CN-122002138-A - Image processing method, apparatus, storage medium, and program product for large model
Abstract
The embodiment of the disclosure provides an image processing method, equipment, a storage medium and a program product for a large model, which relate to the technical field of large data and image processing, and the method comprises the steps of acquiring a window image of a shooting window of a camera; cutting and removing an invalid region in the window image to obtain an effective window image, adjusting a first exposure parameter of the camera according to the effective window image, controlling the camera to shoot according to the first exposure parameter to obtain at least one image to be identified, inputting the at least one image to be identified into a large model, and participating in large model processing. By cutting the window image, adjusting exposure parameters according to the cut effective window image, and acquiring an image input into the large model by adopting the exposure parameters, the problem that the prediction accuracy of the large model is reduced under the condition of overexposure or underexposure of the image is solved.
Inventors
- TAO XUJIE
- LIU SHUO
- GUO JIA
- LIU MENGQIAN
Assignees
- 北京字跳网络技术有限公司
Dates
- Publication Date
- 20260508
- Application Date
- 20241104
Claims (16)
- 1. An image processing method for a large model, applied to a terminal device having a camera, comprising: Acquiring a window image of a shooting window of a camera; cutting and removing an invalid region in the window image to obtain an effective window image; according to the effective window image, adjusting a first exposure parameter of the camera; Controlling a camera to shoot according to the first exposure parameters to obtain at least one image to be identified; and inputting the at least one image to be identified into a large model, and participating in large model processing.
- 2. The method according to claim 1, wherein the terminal device has at least one camera in an operational state; correspondingly, the cropping removes the invalid region in the window image to obtain an effective window image, which comprises the following steps: Determining an invalid region in the window image according to the shooting position of the camera in the at least one running state; And removing the invalid region in the window image to obtain an effective window image.
- 3. The method according to claim 2, characterized in that the terminal device has two cameras in operation; Correspondingly, the determining the invalid area in the window image according to the shooting position of the camera in the at least one running state comprises the following steps: And determining an invalid region in the window image according to the shooting positions of the cameras in the two running states.
- 4. The method of claim 1, wherein the cropping removes invalid regions in the window image to obtain a valid window image, comprising: inputting the window image into an interest point determination model to obtain an interest point region output by the interest point determination model; and cutting the region outside the interest point region in the window image to obtain an effective window image.
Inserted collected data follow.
PR #3090, opened 2025-09-27
feat(components-library) Social Links Drawer

aditya520:
## How has this been tested?

- [ ] Added new tests

### DIFF
--- a/packages/component-library/src/Header/index.module.scss
+++ b/packages/component-library/src/Header/index.module.scss
@@ -219,4 +219,87 @@
       }
     }
   }
+
+  .communityLinkList {
+    display: flex;
+    flex-flow: column nowrap;
+    gap: theme.spacing(4);
+
+    .title {
+      @include theme.text("lg", "medium");
+
+      color: theme.color("heading");
+    }
+
+    .communityGrid {
+      display: grid;
+      grid-template-columns: repeat(auto-fit, minmax(200px, 1fr));
+      gap: theme.spacing(3);
+      width: 100%;
+
+      @include theme.breakpoint("sm") {
+        grid-template-columns: repeat(auto-fit, minmax(160px, 1fr));
+        gap: theme.spacing(2);
+      }
+    }
+
+    .communityCard {
+      aspect-ratio: 1;
+      min-height: 160px;
+      padding: theme.spacing(6);
+      display: flex;
+      align-items: center;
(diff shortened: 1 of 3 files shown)


packages/component-library/src/Header/index.module.scss
```diff
@@ -219,4 +219,87 @@
...
+
+      @include theme.breakpoint("sm") {
+        grid-template-columns: repeat(auto-fit, minmax(160px, 1fr));
+        gap: theme.spacing(2);
+      }
+    }
+
+    .communityCard {
+      aspect-ratio: 1;
+      min-height: 160px;
```
cprussin, line 248: Please stick to `theme.spacing` for spacing units

packages/component-library/src/Header/index.module.scss
```diff
@@ -219,4 +219,87 @@
...
+      justify-content: center;
+      text-align: center;
+      transition:
+        transform 0.2s ease,
+        box-shadow 0.2s ease;
+
+      &:hover {
+        transform: translateY(-2px);
+        box-shadow: 0 8px 25px rgb(0 0 0 / 15%);
+      }
```
cprussin, line 261: This hover styling appears nowhere else in the design system; it's inconsistent and we should make this match everything else

packages/component-library/src/Header/index.module.scss
```diff
@@ -219,4 +219,87 @@
...
+      align-items: center;
+      justify-content: center;
+      width: theme.spacing(12);
+      height: theme.spacing(12);
+      color: theme.color("states", "data", "normal");
+
+      svg {
+        width: 100%;
+        height: 100%;
+      }
```
cprussin, line 290: This styling should be unneeded, since you're using phosphor icons the default width and height are set to `1em`.  This means that the right way to style them is to set `font-size: theme.spacing(12)` on `.communityIcon` instead of setting `width` and `height` and having the styling here.

cprussin (changes requested):
The code is pretty solid!  However, the styling is off -- it doesn't match the link styling elsewhere in the design system, and the cards are huge at smaller screen sizes, e.g. here's a smaller browser window:

Image

And here's a mobile screen:

Image

I suggest we have @partyparrotgreg take a quick pass at this and match his suggestion.  I think that card-style links probably aren't the right presentation here.

PR #700, opened 2025-07-01
Fix parsing of metadata.fields when age is already a duration

aruiz14:
Refers to rancher/rancher#50882

It seems under certain conditions, this value can be already transformed into a duration, making this value "polymorphic", so this patch adds support for that.

While looking into this, I noticed we are incorrectly mocking `time.Now`, and only using its value, which can lead to incorrect values.

### DIFF
--- a/pkg/resources/common/formatter.go
+++ b/pkg/resources/common/formatter.go
@@ -291,7 +291,7 @@ func convertMetadataTimestampFields(request *types.APIRequest, gvk schema2.Group
 }
 
 func isDuration(value string) (time.Duration, bool) {
-	d, err := time.ParseDuration(value)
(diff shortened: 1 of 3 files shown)


pkg/resources/common/formatter.go
```diff
@@ -287,6 +290,11 @@ func convertMetadataTimestampFields(request *types.APIRequest, gvk schema2.Group
 	}
 }
 
+func isDuration(value string) (time.Duration, bool) {
+	d, err := time.ParseDuration(value)
```
aruiz14, line 294: Should I use `ParseTimestampOrHumanReadableDuration` here instead?
```suggestion
	d, err := ParseTimestampOrHumanReadableDuration(value)
```

gehrkefc (approved):

PR #717, opened 2025-07-10
Better gc

tomleb:
# Context

(Need to create the issue for this)

We do garbage collection on the *_events table to prevent infinite growing of that table (and thus disk usage). The current way has been found to be taking a lot of CPU when a lot of events are coming in.

This PR introduce a time-based approach to GC: every X interval we run the GC query, which keeps only a configured N events. In a future Rancher/rancher PR, this will be configured via two settings.

The PR includes some additional error wrapping for sQL code (which were found missing). 

That NewInformer function has way too many parameters but I hope to change the way we create informers and cache factories in near future so I kept it this way for now..

I have also moved the log message "CacheFor blablabla" to be an Info message after some feedback on slack.

### DIFF
--- a/pkg/server/cli/clicontext.go
+++ b/pkg/server/cli/clicontext.go
@@ -2,10 +2,12 @@ package cli
 
 import (
 	"context"
+	"time"
 
 	steveauth "github.com/rancher/steve/pkg/auth"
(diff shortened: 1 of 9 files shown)


pmatseykanets (approved):
Looks good.

crobby (approved):

PR #724, opened 2025-07-11
VAI: Replace namespace+name default sort with id 

ericpromislow:
Related to [#50999](https://github.com/rancher/rancher/issues/50999)

The problem this PR solves is that while there are indices on the `namespace` and
`name` fields for each table, there isn't a combined index for the two fields.
It turns out that the `id` field is always set to either `<namespace>/<name>` or `<name>`
for non-namespaced resources, and it's indexed, so we can sort on that.

<strike>
The second commit adds benchmarks. Here are the results:
```
Size    Namespace+Name (ns) time/size (psec)    Id (ns)   time/size (psec)  Indexed NS+N per/size
1000    0.0307               0.0307              0.0165    0.0165            0.01607       0.0161
5000    0.0959               0.0192              0.0821    0.0164            0.08147       0.0163
10000   0.1765               0.0177              0.1845    0.0185            0.1743        0.0174
50000   0.8637               0.0173              0.9515    0.0190            0.8982        0.0180
100000  1.8877               0.0189              2.1145    0.0211            1.8402        0.0184


```

The main thing this tells us is that for smaller datasets sorting by `id` is faster,
but it starts to become slower than the unindexed `namespace`+`name`. I think
this is because the database can very quickly sort items by `namespace` first (as
it's indexed), and since there are smaller sets of `names` within each namespace,
assuming an `O(n log n)` algorithm, sorting each set of names is very fast. With
the combined `id` sort, we get no advantage of first partitioning the data.

The right most pair of columns show the results for adding a combined index. These results
are better for both the unindexed ns+name and id in 9 out of 10 cases. I say we go with that instead.

So another commit on its way…
</strike>

Silvio posted some benchmarks on a networked system that shows that sorting on `id` is much faster than `namespace`+`name` -- this is because the second sort ends up doing a linear search on the `name` field. By `id` everything is indexed.

### DIFF
--- a/pkg/sqlcache/informer/listoption_indexer.go
+++ b/pkg/sqlcache/informer/listoption_indexer.go
@@ -794,7 +794,8 @@ func (l *ListOptionIndexer) constructQuery(lo *sqltypes.ListOptions, partitions 
 	} else {
 		// make sure one default order is always picked
 		if l.namespaced {
-			query += "\n  ORDER BY f.\"metadata.namespace\" ASC, f.\"metadata.name\" ASC "
+			// ID == metadata.namespace + "/" + metaqata.name
+			query += "\n  ORDER BY f.\"id\" ASC "
 		} else {
 			query += "\n  ORDER BY f.\"metadata.name\" ASC "
 		}
--- a/pkg/sqlcache/informer/listoption_indexer_test.go
+++ b/pkg/sqlcache/informer/listoption_indexer_test.go
@@ -11,6 +11,7 @@ import (
 	"database/sql"
 	"errors"
 	"fmt"
+	"math"
 	"os"
 	"testing"
 	"time"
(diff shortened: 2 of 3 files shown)


pkg/sqlcache/informer/listoption_indexer_test.go
```diff
@@ -1030,6 +1040,145 @@ func TestNewListOptionIndexerEasy(t *testing.T) {
...
+		IsNamespaced: true,
+	}
+	loi, dbPath, err := makeListOptionIndexer(ctx, opts, false)
+	defer cleanTempFiles(dbPath)
+	assert.NoError(b, err)
+	for _, item := range itemList.Items {
+		err = loi.Add(&item)
+		assert.NoError(b, err)
+	}
+	b.Run(fmt.Sprintf("sort-%d with explicit namespace/name", size), func(b *testing.B) {
```
tomleb, line 1125: Make sure you use b.Loop() here or b.N. Otherwise each test runs only once and that makes benchmarks not reliable. The framework assume you'll be running it multiple times. Here's a resource: https://go.dev/blog/testing-b-loop.

pkg/sqlcache/informer/listoption_indexer_test.go
```diff
@@ -1030,6 +1040,145 @@ func TestNewListOptionIndexerEasy(t *testing.T) {
...
+		}
+		if total != size {
+			b.Errorf("expecting %d items, got %d", size, total)
+		}
+		if len(list.Items) != size {
+			b.Errorf("expecting %d items, got %d", size, len(list.Items))
+		}
+		//verifyListIsSorted(b, list, size)
+	})
+	b.Run(fmt.Sprintf("sort-%d with explicit id", size), func(b *testing.B) {
```
tomleb, line 1154: Make sure you use b.Loop() here or b.N. Otherwise each test runs only once and that makes benchmarks not reliable. The framework assume you'll be running it multiple times. Here's a resource: https://go.dev/blog/testing-b-loop.

pkg/sqlcache/informer/listoption_indexer.go
```diff
@@ -790,7 +790,8 @@ func (l *ListOptionIndexer) constructQuery(lo *sqltypes.ListOptions, partitions
 	} else {
 		// make sure one default order is always picked
 		if l.namespaced {
-			query += "\n  ORDER BY f.\"metadata.namespace\" ASC, f.\"metadata.name\" ASC "
+			// ID == metadata.namespace + "/" + metaqata.name
+			query += "\n  ORDER BY f.\"id\" ASC "
```
tomleb, line 794: I know the original issue says `id` column but I honestly thought it would be the `key` column which is the name+namespace already. Isn't that what Silvio meant originally?

Otherwise, I don't see where this id column comes from. Objects received from k8s don't have such a field.

tomleb (changes requested):

PR #725, opened 2025-07-14
Respect shouldEncrypt configuration when storing events

tomleb:
# Issue

In https://github.com/rancher/rancher/issues/40773 we introduced a new `_events` table to store Events to be able to support watches and resource version. In that table we store the resource version, the type of event and the object.

By default, the SQL cache encrypts Tokens and Secrets object. It's also possible to encrypt all objects by setting the env var `CATTLE_ENCRYPT_CACHE_ALL=true`.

- 5. The method of claim 4, wherein the point of interest determination model is trained by: acquiring marked image data and language description corresponding to the marked image data; And inputting the marked image data and the corresponding language description into a large model to be trained so as to enable the large model to be trained to conduct comparison learning, and obtaining the interest point determination model.
- 6. The method of claim 1, wherein the cropping removes invalid regions in the window image to obtain a valid window image, comprising: inputting the window image and the preset self equipment type into an interest point determination model to obtain an interest point region output by the interest point determination model; and cutting the region outside the interest point region in the window image to obtain an effective window image.
- 7. The method of claim 1, wherein adjusting the first exposure parameter of the camera based on the active window image comprises: And inputting the effective window image into an exposure parameter determination model to obtain a first exposure parameter output by the exposure parameter determination model.
- 8. The method of claim 1, further comprising, after the capturing of the view image of the camera's captured view: receiving semantic data input by a user; determining a second exposure parameter according to the window image and the semantic data; controlling a camera to shoot according to the second exposure parameters to obtain at least one image to be identified; and inputting the at least one image to be identified and the semantic data into a large model to participate in large model processing.
- 9. The method according to any one of claims 1 to 8, further comprising, after said controlling the camera to take the image according to the first exposure parameter, at least one image to be identified: cutting and removing an invalid region in the image to be identified to obtain an effective image to be identified; Performing histogram equalization on the effective image to be identified to obtain an equalized image to be identified; And inputting the balanced image to be identified into a large model, and participating in large model processing.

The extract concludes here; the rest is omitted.